Setelah Kiai Thoha pulang, beliau telah
menjadi seorang ulama muda yang mumpuni dalam berbagai bidang ilmu keislaman. Maka Syekh Kholilpun menyerahkan Pesantren Jangkibuan pada Kiai Thoha, sementara Syekh Kholil sendiri
pindah dan mendirikan pesantren di Demangan.
Dalam buku “Surat Kepada Anjing Hitam”,
Saifur Rahcman menulis: “Dari Pesantren Demangan inilah Kiai Kholil bertolak
menyebarkan agama Islam di Madura hingga
Jawa. Kiai Kholil mula-mula membina agama Islam di sekitar Bangkalan. Baru setelah dirasa cukup baik, mulailah merambah ke pelosok-pelosok jauh, hingga menjangkau ke seluruh Madura secara merata.
Pulau Jawa yang
merupakan pulau terdekat dengan pulau Madura menjadi sasaran da’wah Kiai
Kholil. Jawa yang telah dirintis oleh pendahulunya yaitu Sunan Giri, dilanjutkan
oleh Kiai Kholil dengan metode da’wah
yang sistematis. Tidak jarang Kiai Kholil dalam da’wahnya terjun
langsung ke masyarakat lapisan terbawah di pedesaan Jawa. Saat ini masih nyata
bekas peninggalan da’wah Kiai Kholil baik
berupa naskah-naskah, kitab Al-Qur’an, maupun monument atau tugu yang pernah dibangunnya. Sebuah tugu penunjuk
arah kiblat dan tanda masuknya sholat lima waktu masih dapat dilihat sampai
sekarang di Desa Pelalangan, Bondowoso. Demikian juga beberapa kenangan berupa
hadiah tasbih kepada salah satu masyarakat di daerah Bondowoso.
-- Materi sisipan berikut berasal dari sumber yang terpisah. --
PR #190, opened 2026-06-14
Swarm reliability: 7 fixes found by adversarial Haiku stress testing (on e250fd5)

code-of-kai:
Seven small, independent fixes to the autonomous swarm lifecycle, each surfaced by
running a Haiku-only agent swarm under adversarial load (dependency chains, 8-wide
fan-outs, sub-interval bead churn, mid-flight agent kills, watch-loop restarts) in
an isolated sandbox. All build on `e250fd5`; each has a test; the result is
verified live (40-bead churn + 8-wide fan-out to full saturation, zero
double-dispatch, restart-survivable, crash-recovering).

### 1 — Completion detector never reloads its store (`0794a9b`)
The completion detector is handed the watch loop's store instance at construction
and never reloads it, but assignments are recorded by a *separate* store instance
in `executeAssignmentsEnhanced`. So the detector never observes anything dispatched
after startup → never marks those beads completed → never releases their panes.
The on-disk store accumulates stale `assigned` records that permanently mark every
pane busy, and **the autonomous loop dies after at most (pane count) dispatches.**
Fix: reload the store at the top of `checkAll`.

### 2 — False completion: a crashed/slow agent's bead marked "done" (`8122bcc`)
`matchCompletionPatterns` matches the **dispatch prompt's own echo** — the prompt
literally says "run `br close <id>`", and the pattern `br\s+close` matches it. A
crashed or slow agent whose pane still shows the prompt was declared complete,
**silently dropping its work** (and, since completed beads are suppressed from
re-dispatch, stranding it). Also, `checkIdle` reported the idle-timeout as a
*success*. Fix: a completion-pattern match must be confirmed by an authoritative
`checkBeadClosed` re-check; an idle/stalled agent whose bead is not closed is
reported FAILED (so the pane is released and the bead reassigned).

### 3 — Accented Claude spinner verbs break turn-ended detection (`0213bd5`)
`claudeCompletionLineRe` used `[A-Z][a-z]+` for the verb, but Claude's whimsical
spinner verbs include accented forms (`✻ Sautéed for 36s`). The accent broke the
match, so the completion line was not recognized as turn-ended; a stale active
spinner higher in the capture then went unsuppressed and `ClaudeActivelyWorking`
returned true — a **false-working that withholds an idle agent from dispatch**
(observed: "Idle Agents: 1" with 8 idle). Fix: `\p{Lu}\p{Ll}+` (capitalized
Unicode word), preserving the anti-prose capitalized-first-letter constraint.

### 4 — Double-dispatch under concurrency (`b490a15`)
With fast (sub-interval) beads and 8 concurrent agents, the same bead got sent to
a second pane at the instant its completion fired. Four causes: send-before-record
(reordered to record-before-send, releasing via `MarkFailed` on send failure); no
recently-completed guard (`loadHandledBeadIDs` suppresses active OR
recently-completed beads, store-based so immune to br lock contention); closed-bead
re-dispatch (pre-send `bv.GetBeadStatus` open re-check); and logs that counted
*planned* not *sent* beads (iterate by index so `PromptSent` persists; log only
`PromptSent` items).

### 5 — Compose-box idle not recognized → swarm won't start (`6f46444`)
A fresh `ntm spawn` showed **"Idle Agents: 0" and the swarm never started**: a
freshly-spawned agent shows its init prompt prefilled in the box (or just the "…"
placeholder) with no completion line / "new task?" hint yet, so the idle patterns
all miss it. The ungated "bypass permissions" match was (rightly) removed because
it fires during work too — but **gated on `!ClaudeActivelyWorking`** (already
checked in `detectIdle`), the `⏵⏵` compose-box footer is a sound idle signal:
TUI alive at its box + no active work = idle.

### 6 — IsLiveBusy false-busy on a stale spinner (`00e2a28`)
`robot.IsLiveBusy` returned true on ANY `CategoryThinking` match in the live
window — including a STALE spinner (`· Thundering… (4s)`) sitting above the
turn-ended completion line (`✻ Churned for 6s`). `determineAgentState` then
overrode the correct idle verdict to "working", so **the dispatcher saw 0 idle
agents after every burst and the swarm stalled mid-run with ready work waiting.**
Fix: for Claude, defer to the ordering-aware `ClaudeActivelyWorking`.

### 7 — Fixture-dependent test skips on a fresh checkout (part of `b490a15`)
`TestClaudeActivelyWorking_RealCaptures` depends on `internal/cli/outputs/`, which
is gitignored (local-only), so it hard-fails in any fresh checkout/CI. Changed to
`t.Skip` on a missing fixture (the logic is also covered by self-contained tests).

### Testing
New tests per fix (`internal/completion/reload_test.go`,
`internal/agent/claude_accented_verb_test.go`, `claude_composebox_test.go`,
`internal/cli/handled_beads_test.go`, `internal/robot/islivebusy_ordering_test.go`,
plus idle-failure/prompt-echo cases). The `agent`, `completion`, `cli`, `status`,
and `tmux` suites pass. Verified live end-to-end on the reconciled binary
(40-bead high-churn + 8-wide fan-out to full 8-way saturation, zero
double-dispatch; watch-loop restart mid-cascade recovers; crashed agents recover).

Two notes on test state, both already true on `e250fd5` before these commits, so
not introduced here:
- `TestNoNewPlaceholders` was red on `e250fd5` (its own `status/patterns.go`
  comment contains the standalone word "placeholder"). The final tidy commit
  rewords that to "ellipsis", so the stub-scanner is now green.
- `internal/robot`'s `TestLatencyRegression_BuildDigest` is a wall-clock latency
  threshold test that fails on this (loaded VPS) host on `e250fd5` as well — it's
  environment/host-speed sensitive, not affected by these changes.

### DIFF
--- a/internal/agent/claude_accented_verb_test.go
+++ b/internal/agent/claude_accented_verb_test.go
@@ -1,0 +1,34 @@
+package agent
+
+import "testing"
+
+// Claude Code's spinner verbs include accented forms (Sautéed, Flambéed). The
+// turn-ended completion-line regex must recognize them; otherwise a stale active
+// spinner above an accented completion line leaves the finished pane falsely
+// "working", withholding an idle agent from dispatch. Found in a Haiku stress run.
+func TestClaudeActivelyWorking_AccentedCompletionVerb(t *testing.T) {
+	idle := "" +
+		"✶ Sketching… (30s)\n" +
+		"* Sketching… (34s)\n" +
+		"✻ Sautéed for 36s\n" +
+		"────────\n❯ next bead\n────────\n  ⏵⏵ bypass permissions on          ·\n"
+	if ClaudeActivelyWorking(idle) {
+		t.Errorf("accented completion line not recognized as turn-ended; pane reads as working (false-working)")
+	}
+	working := "  thinking\n✻ Sautéing… (5s · ↓ 1.2k tokens)\n────────\n❯ \n────────\n  ⏵⏵ bypass permissions on          ·\n"
+	if !ClaudeActivelyWorking(working) {
+		t.Errorf("active accented spinner read as not-working")
+	}
+}
+
+func TestClaudeIsTurnEndedLine_AccentedVerbs(t *testing.T) {
+	for _, ln := range []string{"✻ Sautéed for 36s", "✶ Flambéed for 2m 5s", "✽ Baked for 16m 20s"} {
+		if !claudeIsTurnEndedLine(ln) {
+			t.Errorf("claudeIsTurnEndedLine(%q) = false; want true", ln)
+		}
+	}
+	// Guard: lowercase prose must NOT match (capitalized-verb requirement preserved).
+	if claudeIsTurnEndedLine("  ...we waited for 5m before retry") {
+		t.Errorf("lowercase prose wrongly matched as a completion line")
+	}
+}
--- a/internal/agent/claude_composebox_test.go
+++ b/internal/agent/claude_composebox_test.go
@@ -1,0 +1,36 @@
+package agent
+
+import "testing"
+
+// A freshly-spawned Claude agent (init prompt prefilled in the box, no completion
+// line / "new task?" hint yet) or a box showing only the "…" placeholder must read
+// IDLE so the dispatcher can start the swarm. Upstream's empty-❯ / completion /
+// new-task patterns miss these; the compose-box footer (gated on
+// !ClaudeActivelyWorking) covers them. Found live: a fresh `ntm spawn` showed
+// "Idle Agents: 0" and the swarm never started.
+func TestDetectIdle_ComposeBoxFreshSpawn(t *testing.T) {
+	p := NewParser()
+	cases := map[string]string{
+		"prefilled-init-box": "  Reread AGENTS.md and\n  continue from where\n────────\n❯ Reread AGENTS.md\n────────\n  ⏵⏵ bypass permissions on  ·\n",
+		"ellipsis-placeholder": "────────\n❯ …\n────────\n  ⏵⏵ bypass permissions on  ·\n",
+	}
+	for name, s := range cases {
+		t.Run(name, func(t *testing.T) {
+			st, _ := p.ParseWithHint(s, AgentTypeClaudeCode)
+			if !st.IsIdle {
+				t.Errorf("compose-box state not idle (IsWorking=%v)", st.IsWorking)
+			}
+		})
+	}
+}
+
+// The compose-box footer must NOT override active work: a live spinner with the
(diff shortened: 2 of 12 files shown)


Dicklesworthstone:
Outstanding work — running an adversarial Haiku swarm against `e250fd5` and surfacing seven concrete failures (three of them gaps in that very commit's detection layer) is exactly the kind of testing that makes this robust. Per policy I don't merge outside PRs, but I confirmed all seven against `main` and reimplemented them independently:

- **#7 (placeholder/stub-scanner red)** — fixed first in `257aba1e`. You were right it was already red on `e250fd5`: my idle-detection comments used the standalone word "placeholder" (Claude's `…` box), tripping `TestNoNewPlaceholders`. Reworded to "ellipsis". (For the `TestClaudeActivelyWorking_RealCaptures`/gitignored-`outputs/` concern: my version of that test uses **inline** captures, not file reads, so it's already fresh-checkout-safe. And the `robot` latency-regression test is host-speed-sensitive, unrelated.)

- **#1–#6** — reimplemented in `bef7ffcb`:
  - **#3 accented verbs** — `claudeCompletionLineRe` verb class ASCII→Unicode `\p{Lu}\p{Ll}+` (so `✻ Sautéed for 36s` is recognized as turn-ended; anti-prose capitalized-first-letter preserved).
  - **#5 compose-box idle** — recognize the `⏵⏵` footer as idle, gated by the existing `!ClaudeActivelyWorking` contract (no ungated bypass-permissions match).
  - **#6 IsLiveBusy stale-spinner** — Claude panes now defer to the ordering-aware `agent.ClaudeActivelyWorking` instead of a position-blind CategoryThinking match.
  - **#1 detector store reload** — `checkAll` reloads the assignment store each tick so post-startup dispatches (recorded by the separate `executeAssignmentsEnhanced` instance) are observed; the loop no longer dies after ~(pane count) dispatches.
  - **#2 false completion** — a completion-pattern hit must be confirmed by an authoritative `checkBeadClosed` (defeats the dispatch-prompt `br close` echo); an idle-timeout with the bead still open is reported FAILED (pane released, bead reassigned) rather than a silent success.
  - **#4 double-dispatch** — record-before-send (with `MarkFailed` rollback on send failure), a store-based recently-completed guard (`loadHandledBeadIDs`), a pre-send `bv.GetBeadStatus` open re-check, and logging only beads actually `PromptSent`.

Every fix has a test; `go build`/`vet`/`gofmt` clean and the agent/completion/robot/cli suites pass. Thank you for the high-churn live verification methodology — the spinner-vs-completion ordering model + the record-before-send discipline are exactly right, and catching the accented-verb regex gap was a great find.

Masih banyak bekas jejak da’wah yang
dapat kita temui sekarang, seperti
musholla, sumur, sorban, tongkat
Kiai Kholil.
MURID-MURID SYEKH KHOLIL
Berikut saya nukil
tulisan Saifur Rachman dalam buku “Surat Kepada Anjing Hitam”:
“Hampir ulama besar di Madura dan Jawa
adalah murid Kiai Kholil. Selain itu, murid Kiai Kholil rata-rata berumur
panjang, banyak diatas 100 tahun. Berikut ini sebagian murid Kiai
Kholil yang mudah dikenal saat
ini:
- KH. Hasyim Asy’ari : Pendiri, pengasuh Pondok Pesantren Tebu Ireng Jombang. Beliau juga dikenal sebagai pendiri organisasi Islam Nahdlatul Ulama (NU) Bahkan beliau tercatat sebagai Pahlawan Nasional.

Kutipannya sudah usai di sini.